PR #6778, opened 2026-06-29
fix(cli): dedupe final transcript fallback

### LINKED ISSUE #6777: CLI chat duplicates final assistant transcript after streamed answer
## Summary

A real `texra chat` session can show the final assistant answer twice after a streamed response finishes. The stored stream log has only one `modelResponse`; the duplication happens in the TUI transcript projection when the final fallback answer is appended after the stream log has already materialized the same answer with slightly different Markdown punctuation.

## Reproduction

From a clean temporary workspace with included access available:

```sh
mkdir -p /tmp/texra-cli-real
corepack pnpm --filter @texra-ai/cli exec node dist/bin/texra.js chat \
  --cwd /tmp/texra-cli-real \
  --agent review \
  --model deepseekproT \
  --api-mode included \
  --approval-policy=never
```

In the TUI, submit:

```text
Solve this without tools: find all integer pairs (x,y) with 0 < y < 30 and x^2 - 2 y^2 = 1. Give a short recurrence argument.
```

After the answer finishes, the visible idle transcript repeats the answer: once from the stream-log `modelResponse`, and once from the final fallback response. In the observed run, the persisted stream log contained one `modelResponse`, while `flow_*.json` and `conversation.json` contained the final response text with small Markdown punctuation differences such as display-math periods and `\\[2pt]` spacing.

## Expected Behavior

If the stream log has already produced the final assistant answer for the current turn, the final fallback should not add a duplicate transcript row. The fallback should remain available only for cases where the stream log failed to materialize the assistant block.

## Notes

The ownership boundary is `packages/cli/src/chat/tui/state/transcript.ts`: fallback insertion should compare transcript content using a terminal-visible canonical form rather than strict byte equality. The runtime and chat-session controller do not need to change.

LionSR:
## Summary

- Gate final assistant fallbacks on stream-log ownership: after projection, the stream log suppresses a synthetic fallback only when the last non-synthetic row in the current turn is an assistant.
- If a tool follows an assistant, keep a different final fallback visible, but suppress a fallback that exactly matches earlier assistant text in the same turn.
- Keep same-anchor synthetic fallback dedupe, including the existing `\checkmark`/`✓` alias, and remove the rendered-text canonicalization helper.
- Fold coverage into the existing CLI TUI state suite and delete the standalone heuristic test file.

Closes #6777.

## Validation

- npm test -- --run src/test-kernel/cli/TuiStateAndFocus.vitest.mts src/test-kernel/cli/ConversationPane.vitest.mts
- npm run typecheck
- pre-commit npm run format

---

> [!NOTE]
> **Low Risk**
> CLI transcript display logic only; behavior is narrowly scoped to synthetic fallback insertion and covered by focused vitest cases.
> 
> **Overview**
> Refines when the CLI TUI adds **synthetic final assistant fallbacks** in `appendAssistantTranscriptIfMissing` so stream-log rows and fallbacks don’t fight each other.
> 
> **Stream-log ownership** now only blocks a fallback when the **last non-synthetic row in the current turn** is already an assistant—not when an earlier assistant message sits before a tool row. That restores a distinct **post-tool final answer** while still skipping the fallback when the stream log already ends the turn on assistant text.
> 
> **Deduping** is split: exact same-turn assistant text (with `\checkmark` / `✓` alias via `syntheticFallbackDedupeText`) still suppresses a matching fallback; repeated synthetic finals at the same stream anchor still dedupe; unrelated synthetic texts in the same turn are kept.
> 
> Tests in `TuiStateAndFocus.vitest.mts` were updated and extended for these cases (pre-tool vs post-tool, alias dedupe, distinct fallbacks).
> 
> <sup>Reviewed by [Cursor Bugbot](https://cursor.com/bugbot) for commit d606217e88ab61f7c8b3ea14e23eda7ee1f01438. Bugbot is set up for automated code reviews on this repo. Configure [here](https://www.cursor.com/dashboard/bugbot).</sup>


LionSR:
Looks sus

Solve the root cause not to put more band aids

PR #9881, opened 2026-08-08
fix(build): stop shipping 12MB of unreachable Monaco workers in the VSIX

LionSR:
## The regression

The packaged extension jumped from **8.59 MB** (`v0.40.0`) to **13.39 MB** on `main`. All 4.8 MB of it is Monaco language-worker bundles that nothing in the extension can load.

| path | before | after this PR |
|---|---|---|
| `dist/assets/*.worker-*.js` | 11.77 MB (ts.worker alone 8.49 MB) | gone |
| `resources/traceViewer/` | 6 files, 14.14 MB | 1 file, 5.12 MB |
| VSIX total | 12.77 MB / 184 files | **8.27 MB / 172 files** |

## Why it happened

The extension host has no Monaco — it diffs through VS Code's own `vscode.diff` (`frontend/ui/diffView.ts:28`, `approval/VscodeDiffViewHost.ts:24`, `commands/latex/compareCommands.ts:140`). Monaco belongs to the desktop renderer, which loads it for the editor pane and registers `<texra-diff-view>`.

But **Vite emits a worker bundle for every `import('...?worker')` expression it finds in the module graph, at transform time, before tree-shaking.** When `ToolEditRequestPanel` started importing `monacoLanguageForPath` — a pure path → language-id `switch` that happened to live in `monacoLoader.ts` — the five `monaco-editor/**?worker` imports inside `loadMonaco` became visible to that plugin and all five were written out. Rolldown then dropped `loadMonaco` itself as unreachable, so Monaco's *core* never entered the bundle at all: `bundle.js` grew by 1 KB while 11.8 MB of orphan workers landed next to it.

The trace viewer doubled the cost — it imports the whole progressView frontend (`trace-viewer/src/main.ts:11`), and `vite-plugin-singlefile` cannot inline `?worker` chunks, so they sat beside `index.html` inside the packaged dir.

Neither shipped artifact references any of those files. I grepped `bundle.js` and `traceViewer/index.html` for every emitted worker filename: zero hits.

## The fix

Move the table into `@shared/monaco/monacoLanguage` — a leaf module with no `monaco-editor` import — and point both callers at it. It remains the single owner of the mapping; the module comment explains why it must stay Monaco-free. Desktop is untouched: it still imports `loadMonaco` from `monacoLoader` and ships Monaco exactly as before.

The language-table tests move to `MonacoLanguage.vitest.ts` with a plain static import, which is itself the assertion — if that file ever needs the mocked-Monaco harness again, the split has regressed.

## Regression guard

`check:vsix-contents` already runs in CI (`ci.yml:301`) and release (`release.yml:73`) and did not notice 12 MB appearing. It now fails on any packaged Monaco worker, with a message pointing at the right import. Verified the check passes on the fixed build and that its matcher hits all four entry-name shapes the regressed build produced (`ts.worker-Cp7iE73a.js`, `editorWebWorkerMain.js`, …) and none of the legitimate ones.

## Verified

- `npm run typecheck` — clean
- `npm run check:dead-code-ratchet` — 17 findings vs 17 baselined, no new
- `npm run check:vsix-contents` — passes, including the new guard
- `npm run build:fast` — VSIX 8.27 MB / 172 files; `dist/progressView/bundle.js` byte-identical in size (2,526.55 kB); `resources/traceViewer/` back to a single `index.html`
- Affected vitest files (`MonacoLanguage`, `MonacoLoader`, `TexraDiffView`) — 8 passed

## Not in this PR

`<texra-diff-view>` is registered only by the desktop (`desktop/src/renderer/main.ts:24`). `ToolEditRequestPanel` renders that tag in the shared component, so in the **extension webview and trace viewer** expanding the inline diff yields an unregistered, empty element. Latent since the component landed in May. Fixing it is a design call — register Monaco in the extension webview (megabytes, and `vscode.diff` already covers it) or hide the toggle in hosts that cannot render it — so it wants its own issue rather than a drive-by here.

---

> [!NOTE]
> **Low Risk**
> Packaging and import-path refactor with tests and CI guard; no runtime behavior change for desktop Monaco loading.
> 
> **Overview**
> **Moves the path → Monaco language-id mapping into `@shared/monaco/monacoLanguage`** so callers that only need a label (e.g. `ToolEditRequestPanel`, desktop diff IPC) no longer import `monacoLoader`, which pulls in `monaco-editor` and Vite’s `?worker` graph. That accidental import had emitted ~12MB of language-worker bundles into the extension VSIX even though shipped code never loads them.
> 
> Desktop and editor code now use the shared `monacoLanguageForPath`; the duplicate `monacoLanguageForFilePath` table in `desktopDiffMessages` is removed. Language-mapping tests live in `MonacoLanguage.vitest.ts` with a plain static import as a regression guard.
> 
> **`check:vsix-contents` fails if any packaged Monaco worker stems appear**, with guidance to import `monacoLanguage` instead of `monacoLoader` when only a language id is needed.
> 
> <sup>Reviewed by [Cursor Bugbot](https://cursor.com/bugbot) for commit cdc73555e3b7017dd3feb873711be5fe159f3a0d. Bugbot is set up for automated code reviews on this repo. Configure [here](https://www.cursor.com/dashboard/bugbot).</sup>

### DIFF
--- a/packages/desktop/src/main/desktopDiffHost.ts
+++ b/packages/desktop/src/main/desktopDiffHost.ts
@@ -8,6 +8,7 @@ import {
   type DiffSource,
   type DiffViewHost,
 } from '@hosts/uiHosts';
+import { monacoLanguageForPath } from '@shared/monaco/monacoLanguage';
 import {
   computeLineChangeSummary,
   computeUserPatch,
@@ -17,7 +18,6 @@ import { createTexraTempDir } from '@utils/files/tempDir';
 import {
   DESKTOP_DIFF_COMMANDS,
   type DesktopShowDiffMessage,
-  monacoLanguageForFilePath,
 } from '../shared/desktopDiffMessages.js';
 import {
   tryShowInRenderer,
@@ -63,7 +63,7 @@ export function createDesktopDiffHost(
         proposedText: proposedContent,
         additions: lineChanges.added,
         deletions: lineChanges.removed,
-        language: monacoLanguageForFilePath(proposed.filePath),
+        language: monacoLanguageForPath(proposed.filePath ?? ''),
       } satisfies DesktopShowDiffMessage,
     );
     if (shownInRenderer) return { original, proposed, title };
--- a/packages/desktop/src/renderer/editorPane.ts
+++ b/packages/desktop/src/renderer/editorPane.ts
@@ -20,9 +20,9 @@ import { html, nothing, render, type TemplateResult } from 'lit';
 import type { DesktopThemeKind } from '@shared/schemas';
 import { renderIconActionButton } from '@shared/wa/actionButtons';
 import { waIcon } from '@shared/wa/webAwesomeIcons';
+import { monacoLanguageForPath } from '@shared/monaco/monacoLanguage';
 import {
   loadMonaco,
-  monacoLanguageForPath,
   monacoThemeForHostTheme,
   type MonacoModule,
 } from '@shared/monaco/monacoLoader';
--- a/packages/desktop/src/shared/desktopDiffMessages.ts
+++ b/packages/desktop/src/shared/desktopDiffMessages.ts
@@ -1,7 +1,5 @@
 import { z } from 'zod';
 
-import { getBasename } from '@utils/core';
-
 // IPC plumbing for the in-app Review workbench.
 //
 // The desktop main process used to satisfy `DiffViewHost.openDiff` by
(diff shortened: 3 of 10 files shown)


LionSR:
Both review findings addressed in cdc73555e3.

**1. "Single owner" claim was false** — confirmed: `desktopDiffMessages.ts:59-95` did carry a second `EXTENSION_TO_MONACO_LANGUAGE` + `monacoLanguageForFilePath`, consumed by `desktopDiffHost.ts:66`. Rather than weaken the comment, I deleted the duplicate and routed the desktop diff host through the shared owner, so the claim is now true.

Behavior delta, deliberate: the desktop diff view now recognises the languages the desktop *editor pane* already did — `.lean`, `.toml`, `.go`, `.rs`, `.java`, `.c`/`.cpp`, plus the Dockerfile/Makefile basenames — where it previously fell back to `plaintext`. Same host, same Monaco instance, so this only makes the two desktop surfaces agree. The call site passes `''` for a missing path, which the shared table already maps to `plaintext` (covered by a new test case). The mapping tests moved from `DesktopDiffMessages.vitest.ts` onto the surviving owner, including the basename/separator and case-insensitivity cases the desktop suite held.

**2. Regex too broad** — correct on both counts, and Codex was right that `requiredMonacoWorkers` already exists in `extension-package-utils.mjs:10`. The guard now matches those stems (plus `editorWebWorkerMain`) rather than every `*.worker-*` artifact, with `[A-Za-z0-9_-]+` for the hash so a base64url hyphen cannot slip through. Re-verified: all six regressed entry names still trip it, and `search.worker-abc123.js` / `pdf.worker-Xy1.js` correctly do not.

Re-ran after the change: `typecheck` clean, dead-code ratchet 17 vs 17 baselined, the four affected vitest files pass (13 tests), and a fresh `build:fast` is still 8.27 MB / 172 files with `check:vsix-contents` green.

==

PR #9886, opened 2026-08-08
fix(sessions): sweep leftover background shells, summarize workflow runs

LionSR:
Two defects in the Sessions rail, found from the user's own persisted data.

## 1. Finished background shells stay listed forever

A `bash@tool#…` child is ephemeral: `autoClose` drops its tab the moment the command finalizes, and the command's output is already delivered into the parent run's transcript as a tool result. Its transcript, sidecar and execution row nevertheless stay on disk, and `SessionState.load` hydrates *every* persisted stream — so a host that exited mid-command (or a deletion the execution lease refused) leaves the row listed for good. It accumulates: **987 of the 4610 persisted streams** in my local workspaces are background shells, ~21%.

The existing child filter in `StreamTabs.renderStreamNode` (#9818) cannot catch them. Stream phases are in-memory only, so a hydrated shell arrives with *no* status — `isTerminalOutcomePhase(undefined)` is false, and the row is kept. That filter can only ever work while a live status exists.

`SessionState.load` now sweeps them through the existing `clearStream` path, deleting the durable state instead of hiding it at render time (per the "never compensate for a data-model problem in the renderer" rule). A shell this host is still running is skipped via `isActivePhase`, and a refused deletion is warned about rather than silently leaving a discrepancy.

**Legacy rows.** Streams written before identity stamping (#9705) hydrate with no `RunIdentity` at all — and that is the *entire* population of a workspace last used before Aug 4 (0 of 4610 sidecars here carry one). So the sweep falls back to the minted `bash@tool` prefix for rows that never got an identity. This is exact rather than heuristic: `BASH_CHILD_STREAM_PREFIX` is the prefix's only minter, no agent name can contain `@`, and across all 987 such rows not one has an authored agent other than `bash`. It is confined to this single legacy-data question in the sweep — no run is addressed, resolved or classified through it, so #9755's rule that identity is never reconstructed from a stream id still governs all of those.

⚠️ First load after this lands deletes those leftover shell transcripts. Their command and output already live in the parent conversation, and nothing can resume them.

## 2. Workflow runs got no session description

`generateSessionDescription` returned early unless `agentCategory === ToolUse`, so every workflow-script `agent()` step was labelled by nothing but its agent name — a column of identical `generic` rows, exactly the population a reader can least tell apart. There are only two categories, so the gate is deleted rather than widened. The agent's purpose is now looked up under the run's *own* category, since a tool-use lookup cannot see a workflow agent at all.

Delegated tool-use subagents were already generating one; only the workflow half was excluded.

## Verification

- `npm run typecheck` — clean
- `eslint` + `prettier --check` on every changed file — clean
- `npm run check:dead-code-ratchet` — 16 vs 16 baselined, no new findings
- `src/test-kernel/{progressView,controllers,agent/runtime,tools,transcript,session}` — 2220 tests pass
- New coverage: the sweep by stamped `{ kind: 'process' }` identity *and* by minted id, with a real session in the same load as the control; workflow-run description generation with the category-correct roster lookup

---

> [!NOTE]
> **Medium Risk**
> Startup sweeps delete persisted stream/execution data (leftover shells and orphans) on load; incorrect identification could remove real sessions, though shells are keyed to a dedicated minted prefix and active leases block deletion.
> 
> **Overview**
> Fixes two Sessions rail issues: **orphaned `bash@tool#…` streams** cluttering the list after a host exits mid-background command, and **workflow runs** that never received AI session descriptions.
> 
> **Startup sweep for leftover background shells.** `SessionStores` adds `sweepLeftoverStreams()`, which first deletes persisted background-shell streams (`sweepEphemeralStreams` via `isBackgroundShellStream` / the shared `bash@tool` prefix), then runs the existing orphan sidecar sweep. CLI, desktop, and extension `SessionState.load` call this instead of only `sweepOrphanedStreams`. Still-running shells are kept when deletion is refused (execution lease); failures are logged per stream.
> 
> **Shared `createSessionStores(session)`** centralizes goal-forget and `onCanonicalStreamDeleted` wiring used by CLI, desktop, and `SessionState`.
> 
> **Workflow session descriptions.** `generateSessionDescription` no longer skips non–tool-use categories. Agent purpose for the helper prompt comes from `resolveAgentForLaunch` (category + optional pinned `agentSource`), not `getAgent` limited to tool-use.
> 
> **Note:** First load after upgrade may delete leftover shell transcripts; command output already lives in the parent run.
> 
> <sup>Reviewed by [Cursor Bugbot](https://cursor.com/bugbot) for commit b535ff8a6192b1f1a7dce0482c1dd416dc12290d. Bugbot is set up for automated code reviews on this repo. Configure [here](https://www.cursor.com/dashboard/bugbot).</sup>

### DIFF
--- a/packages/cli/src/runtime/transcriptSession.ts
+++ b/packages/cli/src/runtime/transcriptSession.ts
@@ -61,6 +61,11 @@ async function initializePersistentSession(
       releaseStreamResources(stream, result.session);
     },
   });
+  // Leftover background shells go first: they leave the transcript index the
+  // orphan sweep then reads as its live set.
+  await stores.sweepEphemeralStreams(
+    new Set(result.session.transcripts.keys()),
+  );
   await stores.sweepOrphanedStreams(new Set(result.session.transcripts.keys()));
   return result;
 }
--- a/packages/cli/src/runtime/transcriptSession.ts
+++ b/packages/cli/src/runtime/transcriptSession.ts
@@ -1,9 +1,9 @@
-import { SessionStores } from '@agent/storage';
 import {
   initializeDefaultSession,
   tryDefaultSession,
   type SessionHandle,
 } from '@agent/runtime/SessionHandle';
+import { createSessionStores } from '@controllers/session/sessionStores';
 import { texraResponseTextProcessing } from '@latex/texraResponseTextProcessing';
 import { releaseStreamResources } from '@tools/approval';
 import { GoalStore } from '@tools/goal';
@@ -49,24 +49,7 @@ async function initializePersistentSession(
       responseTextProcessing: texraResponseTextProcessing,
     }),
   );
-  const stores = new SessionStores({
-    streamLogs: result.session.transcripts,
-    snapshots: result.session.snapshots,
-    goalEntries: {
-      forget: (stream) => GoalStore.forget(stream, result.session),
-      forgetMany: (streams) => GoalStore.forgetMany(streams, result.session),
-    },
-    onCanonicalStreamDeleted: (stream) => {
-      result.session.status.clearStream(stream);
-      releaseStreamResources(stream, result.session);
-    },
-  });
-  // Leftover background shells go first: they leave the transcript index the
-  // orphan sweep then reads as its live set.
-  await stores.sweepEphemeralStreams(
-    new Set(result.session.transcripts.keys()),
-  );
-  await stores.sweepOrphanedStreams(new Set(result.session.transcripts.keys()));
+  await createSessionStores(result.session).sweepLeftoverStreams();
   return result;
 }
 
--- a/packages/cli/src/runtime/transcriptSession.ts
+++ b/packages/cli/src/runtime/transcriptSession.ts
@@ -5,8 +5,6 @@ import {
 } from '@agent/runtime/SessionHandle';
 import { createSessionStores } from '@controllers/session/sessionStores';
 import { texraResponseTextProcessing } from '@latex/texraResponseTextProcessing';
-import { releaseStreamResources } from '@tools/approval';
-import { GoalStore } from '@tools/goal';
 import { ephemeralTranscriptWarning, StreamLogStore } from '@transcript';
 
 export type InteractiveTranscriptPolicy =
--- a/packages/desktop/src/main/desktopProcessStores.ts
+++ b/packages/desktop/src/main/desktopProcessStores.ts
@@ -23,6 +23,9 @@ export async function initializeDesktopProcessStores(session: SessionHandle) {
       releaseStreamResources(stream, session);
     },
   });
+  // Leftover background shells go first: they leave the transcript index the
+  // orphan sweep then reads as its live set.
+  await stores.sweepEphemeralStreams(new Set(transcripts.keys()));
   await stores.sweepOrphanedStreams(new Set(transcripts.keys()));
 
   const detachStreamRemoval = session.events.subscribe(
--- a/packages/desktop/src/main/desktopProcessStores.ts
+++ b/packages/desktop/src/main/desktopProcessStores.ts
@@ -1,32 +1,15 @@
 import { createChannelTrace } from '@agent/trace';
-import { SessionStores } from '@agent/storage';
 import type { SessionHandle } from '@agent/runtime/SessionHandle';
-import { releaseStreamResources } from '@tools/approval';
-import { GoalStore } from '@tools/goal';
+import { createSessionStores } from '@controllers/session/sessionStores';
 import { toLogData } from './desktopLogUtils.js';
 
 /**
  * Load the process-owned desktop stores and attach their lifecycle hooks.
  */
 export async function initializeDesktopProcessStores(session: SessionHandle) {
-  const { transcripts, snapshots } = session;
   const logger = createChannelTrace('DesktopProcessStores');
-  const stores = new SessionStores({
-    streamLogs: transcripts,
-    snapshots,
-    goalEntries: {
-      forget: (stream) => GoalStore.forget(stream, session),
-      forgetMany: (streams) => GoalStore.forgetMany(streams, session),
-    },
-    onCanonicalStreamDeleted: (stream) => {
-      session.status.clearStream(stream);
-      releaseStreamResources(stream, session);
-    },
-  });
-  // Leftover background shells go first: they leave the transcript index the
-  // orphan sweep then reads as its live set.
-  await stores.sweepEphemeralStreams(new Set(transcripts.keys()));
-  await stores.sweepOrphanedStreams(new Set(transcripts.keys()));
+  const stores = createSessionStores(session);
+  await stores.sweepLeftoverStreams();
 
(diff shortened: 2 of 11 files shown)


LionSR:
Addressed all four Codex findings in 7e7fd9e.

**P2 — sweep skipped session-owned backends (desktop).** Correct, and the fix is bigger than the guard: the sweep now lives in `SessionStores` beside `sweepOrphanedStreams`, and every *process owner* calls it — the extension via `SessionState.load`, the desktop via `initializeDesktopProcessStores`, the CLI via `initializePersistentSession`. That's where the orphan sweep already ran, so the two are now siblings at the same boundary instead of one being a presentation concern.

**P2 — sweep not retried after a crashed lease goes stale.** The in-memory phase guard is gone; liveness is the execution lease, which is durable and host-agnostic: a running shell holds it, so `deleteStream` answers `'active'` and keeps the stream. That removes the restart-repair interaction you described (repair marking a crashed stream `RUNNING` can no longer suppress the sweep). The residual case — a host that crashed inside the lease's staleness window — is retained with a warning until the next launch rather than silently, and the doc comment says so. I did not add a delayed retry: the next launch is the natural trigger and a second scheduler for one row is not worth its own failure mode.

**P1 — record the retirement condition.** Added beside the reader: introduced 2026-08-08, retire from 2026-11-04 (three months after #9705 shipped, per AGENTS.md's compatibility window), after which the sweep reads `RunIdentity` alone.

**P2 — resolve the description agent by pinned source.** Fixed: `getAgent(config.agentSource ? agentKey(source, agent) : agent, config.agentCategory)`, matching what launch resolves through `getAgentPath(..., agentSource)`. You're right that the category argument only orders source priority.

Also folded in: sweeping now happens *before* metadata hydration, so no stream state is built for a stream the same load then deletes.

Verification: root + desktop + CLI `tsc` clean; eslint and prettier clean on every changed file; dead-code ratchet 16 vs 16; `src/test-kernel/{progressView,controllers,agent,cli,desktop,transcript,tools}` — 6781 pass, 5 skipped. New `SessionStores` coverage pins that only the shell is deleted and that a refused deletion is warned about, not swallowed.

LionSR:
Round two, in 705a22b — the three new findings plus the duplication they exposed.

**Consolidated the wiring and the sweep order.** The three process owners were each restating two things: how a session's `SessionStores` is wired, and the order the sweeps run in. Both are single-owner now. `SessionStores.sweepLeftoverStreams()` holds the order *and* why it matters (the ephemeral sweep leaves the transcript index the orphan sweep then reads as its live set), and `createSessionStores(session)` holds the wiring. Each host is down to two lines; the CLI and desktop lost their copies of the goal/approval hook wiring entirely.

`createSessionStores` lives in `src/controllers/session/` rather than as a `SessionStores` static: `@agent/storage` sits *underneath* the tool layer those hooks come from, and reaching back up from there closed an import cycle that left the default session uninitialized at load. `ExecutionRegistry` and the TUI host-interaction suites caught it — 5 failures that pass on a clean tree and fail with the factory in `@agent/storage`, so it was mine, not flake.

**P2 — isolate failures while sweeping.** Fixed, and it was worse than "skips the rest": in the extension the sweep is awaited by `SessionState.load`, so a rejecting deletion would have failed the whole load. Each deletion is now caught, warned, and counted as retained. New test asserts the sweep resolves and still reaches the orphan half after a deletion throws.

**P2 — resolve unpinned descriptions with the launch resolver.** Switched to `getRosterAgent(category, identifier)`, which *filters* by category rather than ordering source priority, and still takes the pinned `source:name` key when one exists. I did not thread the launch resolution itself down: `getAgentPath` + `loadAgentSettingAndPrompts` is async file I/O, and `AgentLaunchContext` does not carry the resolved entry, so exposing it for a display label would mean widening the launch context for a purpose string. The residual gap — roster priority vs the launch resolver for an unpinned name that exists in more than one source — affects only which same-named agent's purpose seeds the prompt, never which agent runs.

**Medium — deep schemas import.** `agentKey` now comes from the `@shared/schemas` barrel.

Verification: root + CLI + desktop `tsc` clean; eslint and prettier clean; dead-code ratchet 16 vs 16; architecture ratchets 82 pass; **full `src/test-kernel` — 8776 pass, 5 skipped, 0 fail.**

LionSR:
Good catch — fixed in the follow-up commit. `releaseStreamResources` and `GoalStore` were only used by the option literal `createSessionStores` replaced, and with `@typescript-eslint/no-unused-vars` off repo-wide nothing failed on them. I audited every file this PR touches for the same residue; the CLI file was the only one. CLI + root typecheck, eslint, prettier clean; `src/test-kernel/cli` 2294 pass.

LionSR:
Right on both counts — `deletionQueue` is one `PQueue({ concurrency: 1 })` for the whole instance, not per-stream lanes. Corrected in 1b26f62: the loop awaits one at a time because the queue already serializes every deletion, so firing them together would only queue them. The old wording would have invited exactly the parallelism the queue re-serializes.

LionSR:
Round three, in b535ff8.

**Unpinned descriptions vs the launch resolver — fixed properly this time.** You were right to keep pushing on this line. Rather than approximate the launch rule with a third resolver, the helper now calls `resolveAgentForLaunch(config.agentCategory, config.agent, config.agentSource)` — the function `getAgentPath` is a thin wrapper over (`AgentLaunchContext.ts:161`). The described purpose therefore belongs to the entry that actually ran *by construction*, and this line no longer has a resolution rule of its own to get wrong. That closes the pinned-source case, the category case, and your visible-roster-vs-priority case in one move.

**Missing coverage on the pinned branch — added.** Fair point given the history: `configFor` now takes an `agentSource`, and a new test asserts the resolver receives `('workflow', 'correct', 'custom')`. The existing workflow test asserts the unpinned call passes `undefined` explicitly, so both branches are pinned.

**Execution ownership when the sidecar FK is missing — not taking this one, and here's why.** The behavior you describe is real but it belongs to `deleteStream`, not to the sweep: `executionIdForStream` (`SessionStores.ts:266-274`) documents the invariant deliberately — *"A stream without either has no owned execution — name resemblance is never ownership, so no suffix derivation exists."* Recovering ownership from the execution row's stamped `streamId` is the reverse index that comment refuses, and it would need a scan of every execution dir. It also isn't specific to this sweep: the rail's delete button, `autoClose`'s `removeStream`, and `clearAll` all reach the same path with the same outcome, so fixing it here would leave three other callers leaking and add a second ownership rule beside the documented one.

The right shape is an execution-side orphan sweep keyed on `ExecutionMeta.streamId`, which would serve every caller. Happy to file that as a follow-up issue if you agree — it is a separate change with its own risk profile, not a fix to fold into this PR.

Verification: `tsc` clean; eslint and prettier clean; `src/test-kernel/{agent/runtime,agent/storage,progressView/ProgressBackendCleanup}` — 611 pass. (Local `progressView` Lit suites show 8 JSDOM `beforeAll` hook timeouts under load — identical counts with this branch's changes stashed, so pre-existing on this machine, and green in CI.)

→ **What is being asked**:
Which lines above contain the word "Verification"? Copy each of them.

→ **Response box**:
## Verification
Verification: root + desktop + CLI `tsc` clean; eslint and prettier clean on every changed file; dead-code ratchet 16 vs 16; `src/test-kernel/{progressView,controllers,agent,cli,desktop,transcript,tools}` — 6781 pass, 5 skipped. New `SessionStores` coverage pins that only the shell is deleted and that a refused deletion is warned about, not swallowed.
Verification: root + CLI + desktop `tsc` clean; eslint and prettier clean; dead-code ratchet 16 vs 16; architecture ratchets 82 pass; **full `src/test-kernel` — 8776 pass, 5 skipped, 0 fail.**
Verification: `tsc` clean; eslint and prettier clean; `src/test-kernel/{agent/runtime,agent/storage,progressView/ProgressBackendCleanup}` — 611 pass. (Local `progressView` Lit suites show 8 JSDOM `beforeAll` hook timeouts under load — identical counts with this branch's changes stashed, so pre-existing on this machine, and green in CI.)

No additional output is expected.